7zip vs Gzip … compression and speed
Since we work with twitter, this comparison will be using twitter as a data-source. We have randomly selected 5k users and used their public tweets for this test.
Setup
The setup is not extremely important as we are more concerned with the ratio’s for our conclusions, for the sake of completeness the tests were run in python 2.7.3 (gcc 4.7.2) with the latest version of pylzma from pypi (0.4.4) and gzip from the standard python library. The hardware configuration is CPU E5-2620 @ 2.00GHz and the software was allowed to use the full capacity of this hardware.
Data
As mentioned a random sample of 5k users were selected for this experiment. The following are some stats around the data.
Users: 5,000 Avg # of Tweets: 1433 Std Dev: 1018 Avg uncompressed size: 1228518 bytes (1.2Mb) Std Dev size: 874973 bytes (0.8 Mb)
Compression
There is no doubt that Lzma compresses much smaller than zlib, in these tests we want to see exactly how much better the compression ratio actually is.
lzma avg size: 100286 (8.2%, 97kb) zlib avg size: 142456 (11.6%, 139kb)
Speed
Lzma compresses better than BZ2 and faster, but it is well known that zlib compresses faster. Here is a comparison of the compression speed difference on our dataset.
lzma 3884.27s (776.8ms / user) zlib 184.40s (36.9ms / user)
Note: lzma used 2x as much memory as the zlib test
Conclusion
With our dataset, lzma compressed down to an average of 8% of the dataset size, while zlib compressed to 12%. In measurable numbers, for 5,000 users tweets using lzma would save 200Mb, an average savings of 41kb per user. Regarding compression speed, using 7zip we spent 1 hour more, an average of 0.7s more spent per user.

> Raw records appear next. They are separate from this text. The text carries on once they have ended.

Issue #1820, opened 2016-09-01
Data Check


gemfarmer:
@meiqimichelle, @mentastc, Nathan, and I had a meeting to discuss the current state of data on EITI.

# State home

## Federal Production
- `NULL` commodity field in bar charts
- `Explore data` showing up as `state_name`. Should be something else.
- Inlet Scrubber (and other commodities that don't have '14 and '15 values) somehow made it into the yml output file. It isn't in the source data and isn't in the `federal_regional_production` database. Related to #1797

### Pulling in wrong dataset for offshore
[offshore.tsv](https://github.com/18F/doi-extractives-data/blob/dev/data/federal-production/offshore.tsv) should not be used. [onshore.tsv](https://github.com/18F/doi-extractives-data/blob/dev/data/federal-production/onshore.tsv) is the only source of truth for federal production onshore AND offshore

- Add EITI Production CY06-15 Geothermal Update to GDrive

### Incorrect values
- Oil is significantly off.
- Salt is wrong for 2006-2013, correct for 2014-15

### Sentinel values (onshore)
Oil | 2013: 623,103,687.09 barrels
Salt | 2015: 764,801 tons
Salt | 2006: 512,832 tons
Gas | 2013: 4,941,408,110

## Federal Revenue
- The year be set to 2015 for the federal revenue by type chart and default for other fed rev data
- Nathan: NGL could be lumped into Oil & Gas (because NGL will always be done During Production).
- Add Other Revenues and Civil Penalties (not tied to a lease) to revenue by type breakdown. Should get added to All Commodities rollup. Maybe give them a caveat that these are revenues not tied to a  product or commodity. Note: this is not as high a priority as other data issues.

# State pages

## Montana – Federal Production
- Correct commodities: Coal, Gas, Oil
- County and state level data is correct

## Misc
- county dropdown tables list `County` in the rows for Production, but not for revenue.

# Offshore

### Sentinel stuff
- Should only have Oil, Gas and Salt for federal production
- Salt | 2015 | Central Gulf of Mexico | Withheld

# TODO
- make a list of links to the source datasets that we are using to populate the site for @mentastc and Nathan to double check.

gemfarmer:
@meiqimichelle @mentastc As of now, all the sentinel values check out on dev!

gemfarmer:
@mentastc should we be expecting `623,103,687.09` barrels of Oil in 2013 *nationwide*? Or  `623,103,681.09`?

[...]

PR #1911, opened 2016-09-13
Federal production sentinel tests

gemfarmer:
Fixes issue(s) #1820 

[:sunglasses: PREVIEW](https://federalist.18f.gov/preview/18F/doi-extractives-data/fed-production-sentinels/)

Two data issues have come out of this issue:
- Withheld Salt data in the Central Gulf of Mexico is associated with Louisiana instead of Gulf in the [source data](https://github.com/18F/doi-extractives-data/blob/dev/data/federal-production/federal-production.tsv#L716) (see below)
- Oil data is slightly off in the national rollups. It is hard to tell _where_ it is off without creating tests that test all the values, so a follow up, comprehensive federal production data test suite will be needed. :(

screen shot 2016-09-13 at 10 00 04 am

- adds data tests for federal production that test sentinel values provided by @mentastc . These are specific, cherry picked values that we _know_ to be true and will exist as an indicator that the rest of the data is correct 
- there are two pending tests for the issues mentioned above. They run successfully when the above issues are excluded from the tests.

/cc @shawnbot @mentastc @meiqimichelle


test/data/federal-production.js
```diff
@@ -0,0 +1,211 @@
...
+    var assertSentinelMatch = function (products, product, year, value) {
+      var expected = Math.round(value);
+      try {
+        var actual = products[product].volume[year];
+      } catch (error) {
+        assert.ok(false, "product doesn't exist" + error);
+      }
+
+      assert.equal(
+        expected, actual,
```
gemfarmer: This is no longer an issue

gemfarmer:
@shawnbot @mentastc would love your eyes on this when you get a chance!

To put things into perspective, if we are processing 1 million users, gzip would compress 9 days sooner, but have an extra overhead of 40 Gb.
Neither the compression speed nor the size are really negligible in this case, so depending on your specific needs you may pick one over the other. Generally though, for many people / usecases disk space is usually not a concern as much as speed.